Sequence Analysis

Evol component of ProDy package brought new fast, flexible, and efficient features for handling multiple sequence alignments and analyzing sequence evolution. Here, we just give a brief introduction to these features. For more detailed examples, see Evol Tutorial.

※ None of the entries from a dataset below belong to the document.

PR #3168, opened 2026-07-13
BYOIPv6: Read and use IP Collection annotation for LBs

linpu01:
GKE is introducing support for [Bring Your Own IP (BYOIP) IPv6](http://go/byoip-ipv6-gke) which allows users to assign external non-Google IPv6 addresses to clusters and load balancers (LBs). 

User can specify their BYOIP IPv6 addresses through the "networking.gke.io/ip-collection", the controller reserves an address with it and use it for Forwarding Rule creation.

User will get an error when specifying subnet and IP collection at the same time. When creating Forwarding Rules, the defaulted subnetURL will be omitted if ip-collection annotation is specified.

### DIFF
--- a/pkg/l4/address/manager.go
+++ b/pkg/l4/address/manager.go
@@ -29,6 +29,7 @@ import (
 	"github.com/GoogleCloudPlatform/k8s-cloud-provider/pkg/cloud"
 	"github.com/GoogleCloudPlatform/k8s-cloud-provider/pkg/cloud/meta"
 	"k8s.io/ingress-gce/pkg/composite"
+	"k8s.io/ingress-gce/pkg/flags"
 	l4utils "k8s.io/ingress-gce/pkg/l4/utils"
 	"k8s.io/ingress-gce/pkg/utils"
 	"k8s.io/klog/v2"
@@ -60,19 +61,25 @@ const (
 
 // Original file in https://github.com/kubernetes/legacy-cloud-providers/blob/6aa80146c33550e908aed072618bd7f9998837f6/gce/gce_address_manager.go
 type Manager struct {
-	svc         gce.CloudAddressService
-	name        string
-	serviceName string
-	addressName string
-	targetIP    string
-	addressType cloud.LbScheme
-	region      string
-	subnetURL   string
-	tryRelease  bool
-	networkTier cloud.NetworkTier
-	ipVersion   IPVersion
+	svc          gce.CloudAddressService
+	name         string
+	serviceName  string
+	addressName  string
+	targetIP     string
+	addressType  cloud.LbScheme
+	region       string
+	subnetURL    string
+	tryRelease   bool
+	networkTier  cloud.NetworkTier
+	ipVersion    IPVersion
+	ipCollection string
 
 	frLogger klog.Logger
+}
+
+// SetIPCollection sets the ipCollection for the manager.
+func (m *Manager) SetIPCollection(ipCollection string) {
+	m.ipCollection = ipCollection
 }
 
 func NewManager(svc gce.CloudAddressService, serviceName, region, subnetURL, name, addressName, targetIP string, addressType cloud.LbScheme, networkTier cloud.NetworkTier, ipVersion IPVersion, frLogger klog.Logger) *Manager {
@@ -261,11 +268,12 @@ func (m *Manager) ensureAddressReservation() (string, IPAddressType, error) {
 	// Try reserving the IP with controller-owned address name
 	// If am.targetIP is an empty string, a new IP will be created.
 	newAddr := &compute.Address{
-		Name:        m.name,
-		Description: fmt.Sprintf(`{"kubernetes.io/service-name":"%s"}`, m.serviceName),
-		Address:     m.targetIP,
-		AddressType: string(m.addressType),
-		Subnetwork:  m.subnetURL,
+		Name:         m.name,
+		Description:  fmt.Sprintf(`{"kubernetes.io/service-name":"%s"}`, m.serviceName),
+		Address:      m.targetIP,
+		AddressType:  string(m.addressType),
+		Subnetwork:   m.subnetURL,
+		IpCollection: m.ipCollection,
 	}
 	// NetworkTier is supported only for External IP Address
 	if m.addressType == cloud.SchemeExternal {
@@ -386,6 +394,9 @@ func (m *Manager) validateAddress(addr *compute.Address) error {
 	}
 	if addr.NetworkTier != m.networkTier.ToGCEValue() {
 		return l4utils.NewNetworkTierErr(fmt.Sprintf("Static IP (%v)", m.name), m.networkTier.ToGCEValue(), addr.NetworkTier)
+	}
+	if flags.F.EnableBYOIPv6 && m.ipCollection != addr.IpCollection {
+		return fmt.Errorf("ipCollection mismatch, expected %q, actual: %q", m.ipCollection, addr.IpCollection)
 	}
 	return nil
 }
--- a/pkg/l4/forwardingrules/equal.go
+++ b/pkg/l4/forwardingrules/equal.go
@@ -52,7 +52,8 @@ func EqualIPv6(fr1, fr2 *composite.ForwardingRule) (bool, error) {
 		fr1.AllowGlobalAccess == fr2.AllowGlobalAccess &&
 		fr1.AllPorts == fr2.AllPorts &&
 		fr1.Subnetwork == fr2.Subnetwork &&
-		fr1.NetworkTier == fr2.NetworkTier, nil
+		fr1.NetworkTier == fr2.NetworkTier &&
+		equalResourcePaths(fr1.IpCollection, fr2.IpCollection), nil
 }
 
 // equalPorts compares two port ranges or slices of ports. Before comparison,
--- a/pkg/l4/resources/forwarding_rules_ipv6.go
+++ b/pkg/l4/resources/forwarding_rules_ipv6.go
@@ -190,6 +190,14 @@ func (l4netlb *L4NetLB) ensureIPv6ForwardingRule(bsLink string) (*composite.Forw
 	if err != nil {
 		return nil, l4utils.ResourceResync, fmt.Errorf("error getting ipv6 forwarding rule subnet: %w", err)
 	}
+
+	var ipCollection string
+	if flags.F.EnableBYOIPv6 {
+		ipCollection = annotations.FromService(l4netlb.Service).GetIPCollectionV6()
+	}
+	if ipCollection != "" {
+		subnetworkURL = ""
+	}
 	frLogger.V(2).Info("subnetworkURL for service", "subnetworkURL", subnetworkURL)
 
 	// Determine IP which will be used for this LB. If no forwarding rule has been established
@@ -199,6 +207,12 @@ func (l4netlb *L4NetLB) ensureIPv6ForwardingRule(bsLink string) (*composite.Forw
 		frLogger.Error(err, "address.IPv6ToUse for service returned error")
 		return nil, l4utils.ResourceResync, err
 	}
+
+	// If the IP collection changed, we cannot reuse the old forwarding rule's IP.
+	if fwdRuleToDetermineIP != nil && fwdRuleToDetermineIP.IpCollection != ipCollection {
+		ipv6AddrToUse = ""
+	}
+
 	frLogger.V(2).Info("ipv6AddressToUse for service", "ipv6AddressToUse", ipv6AddrToUse)
 
 	netTier, isFromAnnotation := annotations.NetworkTier(l4netlb.Service)
@@ -214,6 +228,7 @@ func (l4netlb *L4NetLB) ensureIPv6ForwardingRule(bsLink string) (*composite.Forw
 	if !l4netlb.cloud.IsLegacyNetwork() && netTier == cloud.NetworkTierPremium {
 		nm := types.NamespacedName{Namespace: l4netlb.Service.Namespace, Name: l4netlb.Service.Name}.String()
 		addrMgr := address.NewManager(l4netlb.cloud, nm, l4netlb.cloud.Region(), subnetworkURL, expectedIPv6FrName, ipv6AddressName, ipv6AddrToUse, cloud.SchemeExternal, netTier, address.IPv6Version, frLogger)
+		addrMgr.SetIPCollection(ipCollection)
 
 		// If network tier annotation in Service Spec is present
 		// check if it matches network tiers from forwarding rule and external ip Address.
@@ -333,6 +348,11 @@ func (l4netlb *L4NetLB) buildExpectedIPv6ForwardingRule(bsLink, ipv6AddressToUse
 		}
 	}
 
+	var ipCollection string
+	if flags.F.EnableBYOIPv6 {
+		ipCollection = annotations.FromService(l4netlb.Service).GetIPCollectionV6()
+	}
+
 	fr := &composite.ForwardingRule{
 		Name:                frName,
 		Description:         frDesc,
@@ -346,6 +366,7 @@ func (l4netlb *L4NetLB) buildExpectedIPv6ForwardingRule(bsLink, ipv6AddressToUse
 		Subnetwork:          subnetworkURL,
 		AllPorts:            allPorts,
 		Ports:               ports,
+		IpCollection:        ipCollection,
 	}
 
 	return fr, nil
--- a/pkg/l4/resources/l4.go
+++ b/pkg/l4/resources/l4.go
@@ -424,6 +424,12 @@ func (l4 *L4) EnsureInternalLoadBalancer(nodeNames []string, svc *corev1.Service
 	}
 	l4.network = *svcNetwork
 
+	// Check if ip-collection is specified for IPv4 service
+	if flags.F.EnableBYOIPv6 && annotations.FromService(svc).GetIPCollectionV6() != "" && l4utils.NeedsIPv4(svc) {
+		err := fmt.Errorf("%s is currently only supported for IPv6-only external LBs", annotations.IPCollectionV6AnnotationKey)
+		l4.recorder.Event(l4.Service, corev1.EventTypeWarning, "IPCollectionV6Error", err.Error())
+	}
+
 	// If service requires IPv6 LoadBalancer -- verify that Subnet with Internal IPv6 ranges is used.
 	if l4.enableDualStack && l4utils.NeedsIPv6(l4.Service) {
 		err := l4.serviceSubnetHasInternalIPv6Range()
@@ -494,6 +500,7 @@ func (l4 *L4) EnsureInternalLoadBalancer(nodeNames []string, svc *corev1.Service
 	var ipv6AddressName string
 	if l4.enableDualStack && l4utils.NeedsIPv6(l4.Service) {
 		existingIPv6FR, err = l4.getOldIPv6ForwardingRule(existingBS)
+
 		ipv6AddrToUse, ipv6AddressName, err = address.IPv6ToUse(l4.cloud, l4.Service, existingIPv6FR, subnetworkURL, l4.svcLogger)
 		if err != nil {
 			result.Error = fmt.Errorf("EnsureInternalLoadBalancer error: address.IPv6ToUse returned error: %w", err)
--- a/pkg/l4/resources/l4_test.go
+++ b/pkg/l4/resources/l4_test.go
@@ -3439,3 +3439,50 @@ func TestEnsureInternalLoadBalancer_L4LBConfigLogging(t *testing.T) {
 		})
 	}
 }
+
+func TestEnsureInternalLoadBalancerIPCollectionError(t *testing.T) {
+	flags.F.EnableBYOIPv6 = true
+	defer func() { flags.F.EnableBYOIPv6 = false }()
+	nodeNames := []string{"test-node-1"}
+	vals := gce.DefaultTestClusterValues()
+	fakeGCE := getFakeGCECloud(vals)
+
+	svc := test.NewL4ILBService(false, 8080)
+	if svc.Annotations == nil {
+		svc.Annotations = make(map[string]string)
+	}
+	svc.Annotations[annotations.IPCollectionV6AnnotationKey] = "my-collection"
+
+	namer := namer_util.NewL4Namer(kubeSystemUID, namer_util.NewNamer(vals.ClusterName, "cluster-fw", klog.TODO()))
+
+	l4Params := &L4ILBParams{
+		Service:         svc,
+		Cloud:           fakeGCE,
+		Namer:           namer,
+		Recorder:        record.NewFakeRecorder(100),
+		NetworkResolver: network.NewFakeResolver(network.DefaultNetwork(fakeGCE)),
+	}
+	l4 := NewL4Handler(l4Params, klog.TODO())
+
+	if _, err := test.CreateAndInsertNodes(l4.cloud, nodeNames, vals.ZoneName); err != nil {
+		t.Errorf("Unexpected error when adding nodes %v", err)
+	}
+
+	result := l4.EnsureInternalLoadBalancer(nodeNames, svc)
+	if result.Error != nil {
+		t.Errorf("Expected no error for conflicting annotations, but got %v", result.Error)
+	}
+
+	fakeRecorder := l4.recorder.(*record.FakeRecorder)
+	warningFound := false
+	for len(fakeRecorder.Events) > 0 {
+		event := <-fakeRecorder.Events
+		if strings.Contains(event, "Warning IPCollectionV6Error") {
+			warningFound = true
+			break
+		}
+	}
+	if !warningFound {
+		t.Errorf("Expected IPCollectionV6Error warning event, but got none")
+	}
+}
--- a/pkg/l4/resources/l4netlb.go
+++ b/pkg/l4/resources/l4netlb.go
@@ -271,6 +271,47 @@ func (l4netlb *L4NetLB) EnsureFrontend(nodeNames []string, svc *corev1.Service, 
 
 	l4netlb.networkInfo = *networkInfo
 
+	var ipCollectionV6 string
+	if flags.F.EnableBYOIPv6 {
+		ipCollectionV6 = annotations.FromService(svc).GetIPCollectionV6()
+	}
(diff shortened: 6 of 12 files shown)


pkg/l4/address/hold.go
gnossen, line 38: This method seems to be IPv4 specific?

pkg/l4/resources/l4netlb.go
```diff
@@ -271,6 +271,15 @@ func (l4netlb *L4NetLB) EnsureFrontend(nodeNames []string, svc *corev1.Service,
 
 	l4netlb.networkInfo = *networkInfo
 
+	// Check conflicts between custom subnet and ip-collection annotations.
+	if annotations.FromService(svc).GetIPCollection() != "" && annotations.FromService(svc).GetExternalLoadBalancerAnnotationSubnet() != "" {
+		err := fmt.Errorf("cannot specify both custom subnet and ip-collection for LoadBalancer")
```
gnossen: Please include the actual keys and actual values. This is going to be user-facing and users need to know what specific actions to take to resolve errors.

pkg/l4/resources/forwarding_rules_ipv6.go
```diff
@@ -204,6 +209,11 @@ func (l4netlb *L4NetLB) ensureIPv6ForwardingRule(bsLink string) (*composite.Forw
 	netTier, isFromAnnotation := annotations.NetworkTier(l4netlb.Service)
 	frLogger.V(2).Info("network tier for service", "networkTier", netTier, "isFromAnnotation", isFromAnnotation)
 
+	ipCollection := annotations.FromService(l4netlb.Service).GetIPCollection()
+	if ipCollection != "" {
+		subnetworkURL = ""
```
gnossen: It looks like you've added a validation that presumably runs before this function in `pkg/l4/resources/l4.go`. Is this line of code actually unreachable? If so, can we delete it? Or perhaps return an error instead? Same comment for the similar pattern lower in this file.

linpu01: The validation before this is for user specified subnet, however even if user doesn't specify subnet, the controller defaults to use cluster's subnet, here is for removing the defaulted subnet.

pkg/l4/resources/l4netlb.go
linpu01: Done, added annotation key and value

gnossen (approved):

pkg/l4/address/hold_test.go
```diff
@@ -37,6 +37,7 @@ func TestHoldExternalIPv4(t *testing.T) {
 		service       *api_v1.Service
 		want          address.HoldResult
 		wantTearDown  bool
+		wantIpCol     string
```
mmamczur: there is no new test case where we expect a different behavior, is it needed?

linpu01: Done, removed

pkg/l4/resources/forwarding_rules.go
```diff
@@ -246,6 +246,7 @@ func (l4netlb *L4NetLB) ensureIPv4ForwardingRule(bsLink string) (*composite.Forw
 		LoadBalancingScheme: string(cloud.SchemeExternal),
 		BackendService:      bsLink,
 		NetworkTier:         netTier.ToGCEValue(),
+		IpCollection:        annotations.FromService(l4netlb.Service).GetIPCollectionV6(),
```
FelipeYepez: This shouldn't be used here since this is used for IPv4 only and there is no need to assign an IPv6 IpCollection to an IPv4 resource

pkg/l4/resources/l4.go
```diff
@@ -424,6 +424,36 @@ func (l4 *L4) EnsureInternalLoadBalancer(nodeNames []string, svc *corev1.Service
...
+
+	// Check if ip-collection-v6 is specified for IPv4 service
+	if annotations.FromService(svc).GetIPCollectionV6() != "" && l4utils.NeedsIPv4(svc) {
+		err := fmt.Errorf("networking.gke.io/ip-collection-v6 is currently only supported for IPv6-only Services")
+		result.Error = l4utils.NewUserError(err)
+		result.MetricsLegacyState.IsUserError = true
+		result.MetricsState.Status = metrics.StatusUserError
+		return result
+	}
+
```
FelipeYepez: If I understand correctly all the changes in this file should be discarded since this is used for the Internal LoadBalancer implementation. Internal LoadBalancers should not require the ip-collection because they pick IPs directly from the subnet.

pkg/l4/resources/l4.go
```diff
@@ -424,6 +424,36 @@ func (l4 *L4) EnsureInternalLoadBalancer(nodeNames []string, svc *corev1.Service
 	}
 	l4.network = *svcNetwork
 
+	// Check conflicts between custom subnet and ip-collection
```
FelipeYepez: What we could do here is create a Warning event if the internal LoadBalancer service specifies an ip-collection

Something like `l4.recorder.Eventf(l4.Service, corev1.EventTypeWarning, REASON, MESSAGE)`

pkg/l4/resources/l4_test.go
```diff
@@ -3439,3 +3440,161 @@ func TestEnsureInternalLoadBalancer_L4LBConfigLogging(t *testing.T) {
 		})
 	}
 }
+
+func TestEnsureInternalLoadBalancerConflictingAnnotations(t *testing.T) {
```
FelipeYepez: Same here, since these tests are for ILB my understanding is that they should be discarded

pkg/l4/resources/l4netlb.go
```diff
@@ -271,6 +271,36 @@ func (l4netlb *L4NetLB) EnsureFrontend(nodeNames []string, svc *corev1.Service,
 
 	l4netlb.networkInfo = *networkInfo
 
+	// Check conflicts between custom subnet and ip-collection annotations.
+	if annotations.FromService(svc).GetIPCollectionV6() != "" && annotations.FromService(svc).GetExternalLoadBalancerAnnotationSubnet() != "" {
+		subnet := annotations.FromService(svc).GetExternalLoadBalancerAnnotationSubnet()
+		ipCollection := annotations.FromService(svc).GetIPCollectionV6()
+		err := fmt.Errorf("cannot specify both networking.gke.io/load-balancer-subnet (%q) and networking.gke.io/ip-collection-v6 (%q) for LoadBalancer", subnet, ipCollection)
```
FelipeYepez: Please use the exported constants for these annotation keys since they could change in the future and it would be better not to hard code them in the error message

pkg/l4/resources/l4netlb.go
```diff
@@ -271,6 +271,36 @@ func (l4netlb *L4NetLB) EnsureFrontend(nodeNames []string, svc *corev1.Service,
...
+		result.Error = l4utils.NewUserError(err)
+		result.MetricsLegacyState.IsUserError = true
+		result.MetricsState.Status = metrics.StatusUserError
+		return result
```
FelipeYepez, line 284: Not sure what is the intention here (and below) but I would say that it would be better not to return an error since this would prevent the service from being created. Maybe just logging a warning event on the conflict and ignoring the subnet should be enough? wdyt @mmamczur @08volt

pkg/l4/resources/l4netlb.go
```diff
@@ -271,6 +271,36 @@ func (l4netlb *L4NetLB) EnsureFrontend(nodeNames []string, svc *corev1.Service,
...
+	}
+
+	// Check conflicts between spec.loadBalancerIP and ip-collection
```
FelipeYepez, line 287: we should also check for the `networking.gke.io/load-balancer-ip-addresses` annotation

pkg/l4/resources/l4netlb.go
```diff
@@ -271,6 +271,36 @@ func (l4netlb *L4NetLB) EnsureFrontend(nodeNames []string, svc *corev1.Service,
...
+	if annotations.FromService(svc).GetIPCollectionV6() != "" && svc.Spec.LoadBalancerIP != "" {
+		ipCollection := annotations.FromService(svc).GetIPCollectionV6()
+		err := fmt.Errorf("cannot specify both spec.LoadBalancerIP (%q) and networking.gke.io/ip-collection-v6 (%q) for LoadBalancer", svc.Spec.LoadBalancerIP, ipCollection)
```
FelipeYepez: same here, please don't hard code annotation keys as part of error, import them

pkg/l4/resources/l4netlb.go
```diff
@@ -271,6 +271,36 @@ func (l4netlb *L4NetLB) EnsureFrontend(nodeNames []string, svc *corev1.Service,
...
+		return result
+	}
+
+	// Check if ip-collection-v6 is specified for an IPv4 service
+	if annotations.FromService(svc).GetIPCollectionV6() != "" && l4utils.NeedsIPv4(svc) {
+		err := fmt.Errorf("networking.gke.io/ip-collection-v6 is currently only supported for IPv6-only Services")
+		result.Error = l4utils.NewUserError(err)
+		result.MetricsLegacyState.IsUserError = true
+		result.MetricsState.Status = metrics.StatusUserError
+		return result
```
FelipeYepez, line 312: same here, using a warning event could be enough instead of returning an error and not processing the service

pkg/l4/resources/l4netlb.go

In [1]: from prody import *

In [2]: from pylab import *

In [3]: ion()

Access Pfam

First, let’s fetch an MSA file from Pfam database:

In [4]: filename = fetchPfamMSA('pkinase', alignment='seed')

In [5]: filename

We downloaded the seed alignment for Protein Kinase (Pkinase) family.

Parse MSA

As you might guess, we will parse this file using parseMSA() function:

In [6]: msa = parseMSA('pkinase_seed.sth')

In [7]: msa
Out[7]: <MSA: pkinase_seed (38 sequences, 419 residues)>

Sequences

You can access Sequence objects by indexing MSA:

In [8]: seq = msa[0]

In [9]: seq
Out[9]: <Sequence: TTK_HUMAN (pkinase_seed[0]; length 419; 267 residues and 152 gaps)>

In [10]: print(seq)
YSILKQIGSGGSSKV..FQVLN.EKKQIYAIKYVNLEEADNQTL......DSYRNEIAYLNKLQQ.HSDKIIRLYDYEIT.............DQYIY..MVMECGNID.....LNSWLK.......KKKS.IDPW.......ERK.SYWKNMLEAVHTIH.QHG...IVHSDLKPANFLIV............DGM........LKLIDFGIANQMQPDTTS................VVKDSQVGTVNYMPPEAIKDMSSSRENGKS...KSKISPKSDVWSLGCILYYMTYGKTPFQQIINQISKLHAIID.................................PNHEI.........................EFPDIPEKDLQDVLKCCLKRDPKQRIS.....IPELLAHPYV

You can also slice MSA objects and iterate over sequences:

In [11]: for seq in msa[:4]:
   ....:    print(repr(seq))
   ....: 
<Sequence: TTK_HUMAN (pkinase_seed[0]; length 419; 267 residues and 152 gaps)>
<Sequence: MKK1_YEAST (pkinase_seed[1]; length 419; 268 residues and 151 gaps)>
<Sequence: STE7_YEAST (pkinase_seed[2]; length 419; 276 residues and 143 gaps)>
<Sequence: BYR1_SCHPO (pkinase_seed[3]; length 419; 255 residues and 164 gaps)>

Analysis

Evol component includes several functions for calculating conservation and coevolution properties of amino acids, which are shown in Evol Tutorial. Here, let’s take a look at calcMSAOccupancy() and showMSAOccupancy() functions:

In [12]: occ = calcMSAOccupancy(msa, count=True)

In [13]: occ.min()
Out[13]: 1.0

This shows that an amino acid is present only in one of the sequences in the MSA.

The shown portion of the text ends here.